Top of Data for this exercise

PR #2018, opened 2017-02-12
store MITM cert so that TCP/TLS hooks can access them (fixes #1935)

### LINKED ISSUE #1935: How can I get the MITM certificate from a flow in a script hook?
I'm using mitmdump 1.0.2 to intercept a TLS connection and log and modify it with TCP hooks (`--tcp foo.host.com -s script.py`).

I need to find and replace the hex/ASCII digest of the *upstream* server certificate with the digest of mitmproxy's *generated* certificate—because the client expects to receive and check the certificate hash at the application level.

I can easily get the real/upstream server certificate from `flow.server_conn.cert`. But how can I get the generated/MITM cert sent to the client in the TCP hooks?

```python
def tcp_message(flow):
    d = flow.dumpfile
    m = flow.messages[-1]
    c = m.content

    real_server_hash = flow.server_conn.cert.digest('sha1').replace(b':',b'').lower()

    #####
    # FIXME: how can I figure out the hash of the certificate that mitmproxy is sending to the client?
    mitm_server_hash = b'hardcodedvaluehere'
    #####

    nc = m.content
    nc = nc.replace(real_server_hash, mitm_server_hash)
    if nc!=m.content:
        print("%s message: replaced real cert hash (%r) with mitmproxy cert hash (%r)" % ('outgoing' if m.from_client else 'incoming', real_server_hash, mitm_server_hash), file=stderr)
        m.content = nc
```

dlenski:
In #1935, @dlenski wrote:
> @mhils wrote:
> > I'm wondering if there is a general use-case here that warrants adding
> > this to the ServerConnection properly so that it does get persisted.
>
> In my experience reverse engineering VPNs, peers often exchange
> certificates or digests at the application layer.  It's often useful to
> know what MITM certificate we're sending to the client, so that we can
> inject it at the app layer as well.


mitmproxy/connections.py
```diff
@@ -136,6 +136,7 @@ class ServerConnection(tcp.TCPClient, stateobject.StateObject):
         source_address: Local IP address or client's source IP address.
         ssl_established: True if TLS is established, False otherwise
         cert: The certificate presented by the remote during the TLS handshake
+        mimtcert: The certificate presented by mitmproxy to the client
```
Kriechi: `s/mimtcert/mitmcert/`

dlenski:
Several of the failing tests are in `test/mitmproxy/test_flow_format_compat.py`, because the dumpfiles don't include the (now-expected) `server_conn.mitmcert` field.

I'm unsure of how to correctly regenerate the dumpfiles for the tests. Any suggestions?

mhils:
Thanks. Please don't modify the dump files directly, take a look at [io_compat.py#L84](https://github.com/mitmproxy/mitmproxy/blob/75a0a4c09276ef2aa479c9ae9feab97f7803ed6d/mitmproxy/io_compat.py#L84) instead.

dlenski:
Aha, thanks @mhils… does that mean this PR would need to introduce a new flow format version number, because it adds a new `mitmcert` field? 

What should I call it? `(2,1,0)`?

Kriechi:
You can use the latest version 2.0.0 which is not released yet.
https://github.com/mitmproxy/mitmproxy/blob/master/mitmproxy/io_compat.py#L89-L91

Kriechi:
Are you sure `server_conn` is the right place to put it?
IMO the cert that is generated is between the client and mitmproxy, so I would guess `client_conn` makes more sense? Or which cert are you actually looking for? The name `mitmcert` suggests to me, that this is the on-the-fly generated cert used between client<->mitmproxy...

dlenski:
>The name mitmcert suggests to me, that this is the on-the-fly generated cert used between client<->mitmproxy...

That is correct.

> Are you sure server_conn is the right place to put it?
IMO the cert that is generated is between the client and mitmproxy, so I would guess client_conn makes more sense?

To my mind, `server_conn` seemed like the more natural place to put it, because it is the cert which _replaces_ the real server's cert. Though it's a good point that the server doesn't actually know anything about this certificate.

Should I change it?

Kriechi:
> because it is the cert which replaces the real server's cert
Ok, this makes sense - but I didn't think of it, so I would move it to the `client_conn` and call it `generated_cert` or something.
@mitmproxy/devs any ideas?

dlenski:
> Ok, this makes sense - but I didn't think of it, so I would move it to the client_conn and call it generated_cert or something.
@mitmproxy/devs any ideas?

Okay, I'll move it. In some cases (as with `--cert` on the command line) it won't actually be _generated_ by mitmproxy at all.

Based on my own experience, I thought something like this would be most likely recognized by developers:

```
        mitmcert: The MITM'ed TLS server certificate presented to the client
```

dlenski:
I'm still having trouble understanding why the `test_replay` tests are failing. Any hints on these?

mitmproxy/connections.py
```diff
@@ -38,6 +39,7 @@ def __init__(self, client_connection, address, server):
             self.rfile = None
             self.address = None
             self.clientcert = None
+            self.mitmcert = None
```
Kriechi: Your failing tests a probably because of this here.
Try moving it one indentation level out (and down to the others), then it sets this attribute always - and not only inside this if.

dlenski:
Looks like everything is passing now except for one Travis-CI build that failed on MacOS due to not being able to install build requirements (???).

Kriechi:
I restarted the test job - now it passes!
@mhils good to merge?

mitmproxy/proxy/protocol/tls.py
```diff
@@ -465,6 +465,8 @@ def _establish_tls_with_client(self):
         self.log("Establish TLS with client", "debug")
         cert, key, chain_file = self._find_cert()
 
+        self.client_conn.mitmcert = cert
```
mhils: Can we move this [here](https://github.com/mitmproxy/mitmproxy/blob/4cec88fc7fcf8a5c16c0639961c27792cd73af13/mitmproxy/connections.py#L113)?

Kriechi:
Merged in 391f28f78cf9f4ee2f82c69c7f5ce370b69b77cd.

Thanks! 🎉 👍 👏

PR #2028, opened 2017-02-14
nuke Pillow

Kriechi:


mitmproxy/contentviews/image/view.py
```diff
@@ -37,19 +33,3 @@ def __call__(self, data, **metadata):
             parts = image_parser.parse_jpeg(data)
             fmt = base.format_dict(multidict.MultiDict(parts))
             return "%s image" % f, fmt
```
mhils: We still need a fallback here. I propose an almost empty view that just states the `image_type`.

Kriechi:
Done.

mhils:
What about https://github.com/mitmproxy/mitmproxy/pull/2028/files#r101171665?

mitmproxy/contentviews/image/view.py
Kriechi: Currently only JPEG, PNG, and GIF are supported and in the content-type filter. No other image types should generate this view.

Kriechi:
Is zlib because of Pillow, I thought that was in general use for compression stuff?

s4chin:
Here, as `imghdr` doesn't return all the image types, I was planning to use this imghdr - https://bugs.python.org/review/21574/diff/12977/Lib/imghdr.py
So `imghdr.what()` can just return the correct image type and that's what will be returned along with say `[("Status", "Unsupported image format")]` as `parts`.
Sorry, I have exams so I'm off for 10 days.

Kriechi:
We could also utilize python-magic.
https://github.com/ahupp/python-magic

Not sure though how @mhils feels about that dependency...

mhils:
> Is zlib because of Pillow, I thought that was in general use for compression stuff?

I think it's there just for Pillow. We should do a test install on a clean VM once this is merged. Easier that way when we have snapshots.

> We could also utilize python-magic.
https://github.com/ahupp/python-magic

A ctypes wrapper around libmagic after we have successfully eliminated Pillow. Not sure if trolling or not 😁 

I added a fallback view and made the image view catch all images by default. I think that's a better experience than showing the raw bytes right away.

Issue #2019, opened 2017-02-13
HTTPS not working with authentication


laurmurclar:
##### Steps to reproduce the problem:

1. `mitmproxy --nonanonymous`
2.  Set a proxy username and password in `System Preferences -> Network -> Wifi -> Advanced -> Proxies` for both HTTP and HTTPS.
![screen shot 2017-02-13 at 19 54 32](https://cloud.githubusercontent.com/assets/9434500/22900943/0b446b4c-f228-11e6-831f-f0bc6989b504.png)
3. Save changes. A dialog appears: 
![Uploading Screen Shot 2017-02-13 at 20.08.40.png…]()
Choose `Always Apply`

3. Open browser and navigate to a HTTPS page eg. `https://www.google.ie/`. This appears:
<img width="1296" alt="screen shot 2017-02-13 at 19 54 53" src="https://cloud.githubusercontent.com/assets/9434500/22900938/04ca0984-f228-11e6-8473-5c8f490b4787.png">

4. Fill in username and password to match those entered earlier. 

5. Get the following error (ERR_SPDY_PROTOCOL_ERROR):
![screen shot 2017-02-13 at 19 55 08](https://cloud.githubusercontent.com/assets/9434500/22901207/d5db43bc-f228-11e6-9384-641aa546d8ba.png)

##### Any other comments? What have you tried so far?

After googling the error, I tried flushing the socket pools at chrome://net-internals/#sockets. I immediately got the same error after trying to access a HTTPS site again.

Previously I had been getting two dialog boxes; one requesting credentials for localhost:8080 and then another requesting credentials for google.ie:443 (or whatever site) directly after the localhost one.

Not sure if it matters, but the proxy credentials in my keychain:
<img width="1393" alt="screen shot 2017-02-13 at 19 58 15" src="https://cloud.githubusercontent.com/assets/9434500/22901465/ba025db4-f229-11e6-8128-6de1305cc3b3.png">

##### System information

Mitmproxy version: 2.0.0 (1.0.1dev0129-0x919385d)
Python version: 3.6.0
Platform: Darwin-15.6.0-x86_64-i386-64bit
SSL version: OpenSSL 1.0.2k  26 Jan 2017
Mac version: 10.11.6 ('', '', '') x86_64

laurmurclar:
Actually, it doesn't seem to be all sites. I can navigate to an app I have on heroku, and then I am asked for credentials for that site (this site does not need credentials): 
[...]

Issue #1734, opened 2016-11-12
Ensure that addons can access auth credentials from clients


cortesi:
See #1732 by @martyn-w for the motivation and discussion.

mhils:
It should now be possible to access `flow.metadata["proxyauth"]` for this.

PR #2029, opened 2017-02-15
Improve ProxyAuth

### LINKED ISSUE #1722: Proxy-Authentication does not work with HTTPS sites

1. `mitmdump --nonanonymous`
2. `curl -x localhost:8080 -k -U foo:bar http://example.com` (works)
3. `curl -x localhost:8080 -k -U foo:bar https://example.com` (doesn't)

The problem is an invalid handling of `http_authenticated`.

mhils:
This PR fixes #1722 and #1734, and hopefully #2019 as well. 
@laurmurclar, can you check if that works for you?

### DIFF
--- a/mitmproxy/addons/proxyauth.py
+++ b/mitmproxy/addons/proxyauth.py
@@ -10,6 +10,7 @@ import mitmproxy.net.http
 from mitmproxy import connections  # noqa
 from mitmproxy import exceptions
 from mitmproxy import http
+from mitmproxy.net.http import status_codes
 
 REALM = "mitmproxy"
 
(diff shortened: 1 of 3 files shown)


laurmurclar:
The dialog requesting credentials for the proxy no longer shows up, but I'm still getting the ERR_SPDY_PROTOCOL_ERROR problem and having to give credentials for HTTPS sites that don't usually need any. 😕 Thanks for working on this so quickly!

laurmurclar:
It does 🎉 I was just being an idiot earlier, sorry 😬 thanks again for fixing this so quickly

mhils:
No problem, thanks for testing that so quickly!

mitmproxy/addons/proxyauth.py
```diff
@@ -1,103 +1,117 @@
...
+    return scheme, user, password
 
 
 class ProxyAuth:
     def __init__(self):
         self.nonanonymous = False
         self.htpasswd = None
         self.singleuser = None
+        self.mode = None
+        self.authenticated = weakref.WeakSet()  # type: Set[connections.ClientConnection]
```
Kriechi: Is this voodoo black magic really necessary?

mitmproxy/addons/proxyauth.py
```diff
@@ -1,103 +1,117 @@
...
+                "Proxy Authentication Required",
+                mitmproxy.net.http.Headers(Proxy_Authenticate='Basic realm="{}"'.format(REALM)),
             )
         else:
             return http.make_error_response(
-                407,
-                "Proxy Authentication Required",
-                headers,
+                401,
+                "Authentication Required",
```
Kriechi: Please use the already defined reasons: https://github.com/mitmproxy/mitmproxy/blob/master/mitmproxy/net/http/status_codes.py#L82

Bottom of Data for this exercise
Top of Data for this exercise

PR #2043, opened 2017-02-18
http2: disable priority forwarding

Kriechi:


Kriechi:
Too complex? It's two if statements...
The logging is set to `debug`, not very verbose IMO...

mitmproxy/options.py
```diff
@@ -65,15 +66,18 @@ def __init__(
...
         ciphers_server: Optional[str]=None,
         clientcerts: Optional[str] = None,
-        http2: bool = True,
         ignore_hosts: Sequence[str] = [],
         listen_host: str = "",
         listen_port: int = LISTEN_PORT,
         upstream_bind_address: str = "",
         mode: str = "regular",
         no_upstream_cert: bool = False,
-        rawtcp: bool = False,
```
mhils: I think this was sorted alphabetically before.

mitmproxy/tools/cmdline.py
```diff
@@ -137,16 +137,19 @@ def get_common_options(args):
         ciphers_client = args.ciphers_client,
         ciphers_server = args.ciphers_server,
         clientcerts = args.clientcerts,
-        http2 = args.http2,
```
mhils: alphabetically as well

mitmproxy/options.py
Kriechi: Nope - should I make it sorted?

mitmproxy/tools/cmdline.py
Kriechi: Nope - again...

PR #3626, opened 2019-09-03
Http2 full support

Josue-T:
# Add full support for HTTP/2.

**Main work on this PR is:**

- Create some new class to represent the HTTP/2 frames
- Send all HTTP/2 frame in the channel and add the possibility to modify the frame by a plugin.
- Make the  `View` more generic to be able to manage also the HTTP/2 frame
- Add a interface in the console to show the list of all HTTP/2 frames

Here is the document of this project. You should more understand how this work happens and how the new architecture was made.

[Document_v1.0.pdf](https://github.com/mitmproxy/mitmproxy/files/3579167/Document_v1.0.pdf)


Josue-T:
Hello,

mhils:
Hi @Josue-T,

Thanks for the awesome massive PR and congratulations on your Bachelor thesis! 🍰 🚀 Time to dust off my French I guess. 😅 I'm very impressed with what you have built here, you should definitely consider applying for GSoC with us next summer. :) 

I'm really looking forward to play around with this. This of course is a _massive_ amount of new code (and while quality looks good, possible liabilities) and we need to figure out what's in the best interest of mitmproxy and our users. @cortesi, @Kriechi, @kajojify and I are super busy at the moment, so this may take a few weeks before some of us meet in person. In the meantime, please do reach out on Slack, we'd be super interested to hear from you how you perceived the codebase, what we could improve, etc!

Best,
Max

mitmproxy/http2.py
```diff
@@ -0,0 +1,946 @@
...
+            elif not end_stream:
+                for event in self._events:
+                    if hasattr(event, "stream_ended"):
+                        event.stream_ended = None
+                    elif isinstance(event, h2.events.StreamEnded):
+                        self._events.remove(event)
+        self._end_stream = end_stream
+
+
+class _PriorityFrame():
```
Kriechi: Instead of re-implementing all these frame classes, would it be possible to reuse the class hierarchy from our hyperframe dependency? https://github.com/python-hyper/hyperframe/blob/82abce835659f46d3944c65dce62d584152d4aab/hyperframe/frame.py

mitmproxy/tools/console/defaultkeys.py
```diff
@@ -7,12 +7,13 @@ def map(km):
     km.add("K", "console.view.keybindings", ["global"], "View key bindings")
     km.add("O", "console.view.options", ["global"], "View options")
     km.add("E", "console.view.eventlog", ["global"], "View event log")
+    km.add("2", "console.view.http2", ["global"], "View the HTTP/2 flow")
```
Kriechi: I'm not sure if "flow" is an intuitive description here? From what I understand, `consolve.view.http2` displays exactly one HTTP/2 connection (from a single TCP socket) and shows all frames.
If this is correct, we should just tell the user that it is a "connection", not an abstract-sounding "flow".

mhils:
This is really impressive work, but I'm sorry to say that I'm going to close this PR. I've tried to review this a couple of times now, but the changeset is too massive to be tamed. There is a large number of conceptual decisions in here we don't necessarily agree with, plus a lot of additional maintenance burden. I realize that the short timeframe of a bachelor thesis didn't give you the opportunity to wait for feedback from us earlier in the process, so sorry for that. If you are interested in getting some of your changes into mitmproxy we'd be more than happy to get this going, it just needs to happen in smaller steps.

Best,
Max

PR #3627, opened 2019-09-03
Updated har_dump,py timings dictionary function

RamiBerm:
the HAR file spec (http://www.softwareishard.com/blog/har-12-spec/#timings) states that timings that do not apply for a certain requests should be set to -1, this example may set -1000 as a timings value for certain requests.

Bottom of Data for this exercise

> [Activity]
Both the line containing "PR #2018, opened 2017-02-12" and the line containing "layer as well." belong in the answer. Print them and every line above that falls between them exactly, and no others.

> [Output of the exercise]
PR #2018, opened 2017-02-12
store MITM cert so that TCP/TLS hooks can access them (fixes #1935)

### LINKED ISSUE #1935: How can I get the MITM certificate from a flow in a script hook?
I'm using mitmdump 1.0.2 to intercept a TLS connection and log and modify it with TCP hooks (`--tcp foo.host.com -s script.py`).

I need to find and replace the hex/ASCII digest of the *upstream* server certificate with the digest of mitmproxy's *generated* certificate—because the client expects to receive and check the certificate hash at the application level.

I can easily get the real/upstream server certificate from `flow.server_conn.cert`. But how can I get the generated/MITM cert sent to the client in the TCP hooks?

```python
def tcp_message(flow):
    d = flow.dumpfile
    m = flow.messages[-1]
    c = m.content

    real_server_hash = flow.server_conn.cert.digest('sha1').replace(b':',b'').lower()

    #####
    # FIXME: how can I figure out the hash of the certificate that mitmproxy is sending to the client?
    mitm_server_hash = b'hardcodedvaluehere'
    #####

    nc = m.content
    nc = nc.replace(real_server_hash, mitm_server_hash)
    if nc!=m.content:
        print("%s message: replaced real cert hash (%r) with mitmproxy cert hash (%r)" % ('outgoing' if m.from_client else 'incoming', real_server_hash, mitm_server_hash), file=stderr)
        m.content = nc
```

dlenski:
In #1935, @dlenski wrote:
> @mhils wrote:
> > I'm wondering if there is a general use-case here that warrants adding
> > this to the ServerConnection properly so that it does get persisted.
>
> In my experience reverse engineering VPNs, peers often exchange
> certificates or digests at the application layer.  It's often useful to
> know what MITM certificate we're sending to the client, so that we can
> inject it at the app layer as well.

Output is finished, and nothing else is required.